The dispersion medium used in the present invention is a medium which dissolves the vinyl monomers (C) and the polymerization stabilizer (III) and does not dissolve the polymerized resin particles. If it is limited by the water tolerance, examples of the media are Alcohol such as methanol, ethanol, isopropanol, n-propanol, isobutanol, ethylene glycol monoalkyl ethers such as ethylene glycol monomethyl ether and ethylene glycol monoethyl ether, and a mixture thereof with water. If it is limited by the hexane tolerance, examples of the media are hydrocarbons such as hexane, heptane, octane, xylene, mineral spirits, Isopar E, Isopar G and Shellzol.

In the present invention, a crosslinking agent may be added to the polymerization system to control the melt viscosity of the resulting toner particles. Examples of the crosslinking agents are divinylbenzene, divinylnaphthalene, divinyl ether, divinyl sulfone, diethylene glycol dimethacrylate, triethylene glycol dimethacrylate, ethylene glycol dimethacrylate, polyethylene glycol dimethacrylate, diethylene glycol diacrylate, triethylene glycol diacrylate, 1,3- butylene glycol dimethacrylate, 1,6-hexane glycol dimethacrylate, neopentyl glycol dimethacrylate, dipropylene glycol dimethacrylate, 2,2'-bis(4-methylacryloxyphenyl)propane, 2,2'-bis(4- acryloxydiethoxyphenyl)propane, trimethylolpropane trimethacrylate, trimethylolpropane triacylate, tetramethylolmethane tetraacrylate, dibromoneopentyl glycol dimethacrylate and diallyl phthalate.

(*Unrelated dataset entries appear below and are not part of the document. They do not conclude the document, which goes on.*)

PR #361, opened 2020-05-30
Fix execute on submit demo example

ncs1:
-Async function version is being generated only when inline_script is true.

-Fix element id
ID generated are structured like "g-recaptcha-response-data-#{action}"


grosser:
thx!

The toner of the present invention may be a magnetic toner for which a magnetic powder may be formulated in the polymerization preparations. The magnetic powder is magnetized in the magnetic field and includes a magnetic metal such as iron, cobalt or nickel, and magnetite, hematite or ferrite.

The amount of the polymerization initiator (II) is in the range of 0.5 to 10 wt.%, based on the weight of the Vinyl monomers (C). The amount of the polymerization stabilizer (III) is in the range of 0.001 to 0.4 parts by weight, based on 1 part by weight of the pigment paste (I). The dispersion medium can also be present in an amount of 1.5 to 15 parts by weight, based on 1 part by weight of the pigment paste (I).

The dispersion polymerization is carried out with stirring at a temperature of 50 to 100 °C for 5 to 25 hours.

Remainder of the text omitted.